Saved data entries:
PR #568, opened 2017-10-11
Add the ability to override the server that's used by a given SyncSession

### LINKED ISSUE #563: Add the ability to force a SyncSession reconnect to a different endpoint
In ROS, using realm-js, we need to be able to reconfigure the location of a Realm while the session is open.  

It was previously discussed that it would be nice to be able to just change the URL on an existing session, but that may have larger implications with the internal state machine in object store.

Another proposal is to add an optional `resolver` callback to the Sync configuration, which is called when opening or reopening a connection to a sync server.  The resolver callback, when invoked with the original URL by the binding, should return a (in JS terms) Promise that will resolve the host part of the URL to an IP address and port. This IP address and port should then be used by the sync session to (re)open the underlying connection.

This way, the underlying session and URL never change, only the actual destination of the connection.

//cc @bigfish24 @bdash

bdash:
This is for internal use by ROS as part of its support for failover. If the `SyncSession` is active, we ask the underlying `sync::Session` to disconnect and reconnect to the new server. We also stash away the overridden server's details so it can be used again we later disconnect and reconnect. If the session is not yet active, we simply stash away the details to be used when establishing the connection.

Fixes #563.

Blocked on getting the necessary sync API added (https://github.com/realm/realm-sync/commit/1f08d1534cc340c3e4303b24d14b0be6c7de906e, but there's no corresponding PR at this time).

Still needs:
- [x] Update dependencies.list to a version that includes the new sync API.
- [ ] Tests
- [x] Documentation


bdash:
Testing this is a little bit complicated as we need to fake having a second server with the same server-side state as the first server. We can likely simulate this by just listening on a second port and proxying all of the data received over to the real server. I've tested it manually by doing the proxying using `nc`, and have started work on adding unit tests, but they're much more involved than the code change itself was.

kneth:
@bdash I am merging now, and I hope you will have time to finish the tests.

src/sync/sync_session.hpp
```diff
@@ -149,7 +149,9 @@ class SyncSession : public std::enable_shared_from_this<SyncSession> {
     //
     // NOTE: This is intended for use only in very specific circumstances. Please check with the
     // object store team before using it.
+#if (REALM_VERSION_MAJOR >= 4)
```
kvap: It should probably be guarded by the version of `realm-sync`, because the function is from there.

kneth: Yes, a better check is `REALM_SYNC_VER_MAJOR > 1`.

kneth: I will do it in a separate PR later.

PR #572, opened 2017-10-12
Repair bad metadata key migration

### LINKED ISSUE #569: Metadata key migration contains a bug.
While investigating an issue https://github.com/realm/realm-cocoa/issues/5391 bug was found.

https://github.com/realm/realm-object-store/blob/master/src/sync/impl/sync_metadata.cpp#L90-L98

First you move path variable, and then you check if file exists at path. Sure it's not. And legacy key is not checked. Beep.

austinzheng:
TODO:
- [ ] Manual testing

### DIFF
--- a/src/impl/apple/keychain_helper.cpp
+++ b/src/impl/apple/keychain_helper.cpp
@@ -107,6 +107,23 @@ void set_key(const std::vector<char>& key, CFStringRef account, CFStringRef serv
         throw KeychainAccessException(status);
 }
 
+void update_key(const std::vector<char>& key, CFStringRef account, CFStringRef service)
+{
+    auto search_dictionary = build_search_dictionary(account, service, none);
+    auto key_data = adoptCF(CFDataCreate(nullptr, reinterpret_cast<const UInt8 *>(key.data()), key_size));
+    if (!key_data)
+        throw std::bad_alloc();
+
+    const CFStringRef keys[1] = { kSecValueData };
+    const CFDataRef values[1] = { key_data.get() };
+    auto update_dictionary = adoptCF(CFDictionaryCreate(NULL,
+                                                        (const void**)keys, (const void**)values, 1,
+                                                        &kCFTypeDictionaryKeyCallBacks,
+                                                        &kCFTypeDictionaryValueCallBacks));
+    if (OSStatus status = SecItemUpdate(search_dictionary.get(), update_dictionary.get()))
+        throw KeychainAccessException(status);
+}
+
 }   // anonymous namespace
 
 std::vector<char> metadata_realm_encryption_key(bool check_legacy_service)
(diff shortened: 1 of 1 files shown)


src/impl/apple/keychain_helper.cpp
```diff
@@ -109,21 +109,35 @@ void set_key(const std::vector<char>& key, CFStringRef account, CFStringRef serv
...
     else {
         service = retainCF(legacy_service);
+        skip_legacy_recheck = true;
         check_legacy_service = false;
     }
 
     // Try retrieving the key.
     if (auto existing_key = get_key(account, service.get())) {
+        if (recheck_legacy_service && !skip_legacy_recheck) {
+            // 2.10.0 introduced a bug where a new key might be generated even though
```
bdash: I think it'd be preferable to reference a commit or PR here rather than a Cocoa version number.

src/sync/impl/sync_metadata.hpp
```diff
@@ -214,7 +214,8 @@ friend class SyncFileActionMetadata;
     /// exception will be thrown.
     SyncMetadataManager(std::string path,
                         bool should_encrypt,
-                        util::Optional<std::vector<char>> encryption_key=none);
+                        util::Optional<std::vector<char>> encryption_key=none,
+                        bool should_recheck_keychain=false);
```
bdash: `SyncMetadataManager` is internal to object store, and it doesn't look like any callers were updated to pass this argument. How is this code path ever activated?

src/sync/impl/sync_metadata.cpp
```diff
@@ -82,18 +82,19 @@ namespace realm {
 
 SyncMetadataManager::SyncMetadataManager(std::string path,
                                          bool should_encrypt,
-                                         util::Optional<std::vector<char>> encryption_key)
+                                         util::Optional<std::vector<char>> encryption_key,
+                                         __unused bool should_recheck_keychain)
```
tgoyne: `__unused` is GCC/clang-specific. The pattern core uses for parameters only used on some platforms is a `static_cast<void>(param)` in the `#else` block.

austinzheng: Oh, that makes sense. Thanks!

src/impl/apple/keychain_helper.cpp
```diff
@@ -109,21 +109,36 @@ void set_key(const std::vector<char>& key, CFStringRef account, CFStringRef serv
 
 }   // anonymous namespace
 
-std::vector<char> metadata_realm_encryption_key(bool check_legacy_service)
+std::vector<char> metadata_realm_encryption_key(bool check_legacy_service, bool recheck_legacy_service)
```
bdash: Why did you leave this argument in place? The only caller always passes a constant value for it.

austinzheng: I was thinking we might want to make it conditional in the future, or even remove it altogether. But maybe it makes more sense to just not have it at all.

bdash: When we determine what to do we'll have to make a code change, so we can make it conditional at that point. As it stands, having it look like it's conditional when it's not just makes the code harder to follow (IMO).

austinzheng: Yeah, I agree with you. I'll change it.

src/impl/apple/keychain_helper.cpp
```diff
@@ -95,16 +97,32 @@ util::Optional<std::vector<char>> get_key(CFStringRef account, CFStringRef servi
     return std::vector<char>(key_bytes, key_bytes + key_size);
 }
 
-void set_key(const std::vector<char>& key, CFStringRef account, CFStringRef service)
+void set_key(const std::vector<char>& key, CFStringRef account, CFStringRef service, SetKeyMode mode)
```
bdash: This is starting to look like it'd make more sense as two separate functions, `add_key` and `update_key`, rather than a single function with a mode flag.

bdash:
For sake of expediency, how about we land the _fix_ for the original issue (i.e., removing the `std::move`), and pull out the recovery into a separate PR where we can spend a little more time getting it right?

molind:
When app is launched with 2.10.2 it's rewrites old metadata.realm with new one. Because old couldn't be read. And when you have two keys in keychain it's not always legacy key is the one you should use. Best fix would be to check what key could decrypt metadata.realm and store it as new one. Or always try new key, then catch an exception and if it's encryption - it should try to read metadata with the legacy key.

austinzheng:
Thanks for bringing this to our attention.

- If the metadata Realm is deleted because of an invalid key error (as you stated), a new Realm will be generated. It will use the newly added keychain item as its encryption key.
- Upon all subsequent launches the metadata subsystem will find the new key, use it properly, and ignore the old key.
- We don't make any provision for deleting the old key; you may do so yourself if you desire. That being said, once the new key is added there is no code path for removing the old key. The new key is added either as a newly generated random value or as a copy of the old key, and is exclusively used from this point on. The bug in question skipped the copying of the old key and required the Realm to be deleted and recreated with the newly generated key as a result.

As a result this fix is unnecessary and users who have already experienced this bug, while having lost their metadata, should now have properly functioning metadata.

PR #573, opened 2017-10-12
Defer delivery of the initial notification when a callback is added from within a callback on the same collection

tgoyne:
The previous behavior of sending the initial notification immediately would result in notifications being lost if the background worker ran at exactly the wrong time. Fixing this turned out to be complicated and sending the initial notification immediately was inconsistent with the normal behavior, so just don't.

The newly added test is a simplification of what the java permissions code is doing that results in https://github.com/realm/realm-java/issues/5413, and without these changes is called once with `table->get_int(0, 0) == 0`, and then is not called again when the realm is advanced to the version with it set to 5.

### DIFF
--- a/src/impl/collection_notifier.cpp
+++ b/src/impl/collection_notifier.cpp
@@ -213,8 +213,10 @@ void CollectionNotifier::remove_callback(size_t token)
         }
 
         size_t idx = distance(begin(m_callbacks), it);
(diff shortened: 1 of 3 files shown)


cmelchior:
While the unit test looks correct, I cannot yet confirm it working on our integration test. I'm trying to get more information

* Exercise objective
From the records above, copy each line that contains the word "properly".

* Solution for this problem
- Upon all subsequent launches the metadata subsystem will find the new key, use it properly, and ignore the old key.
As a result this fix is unnecessary and users who have already experienced this bug, while having lost their metadata, should now have properly functioning metadata.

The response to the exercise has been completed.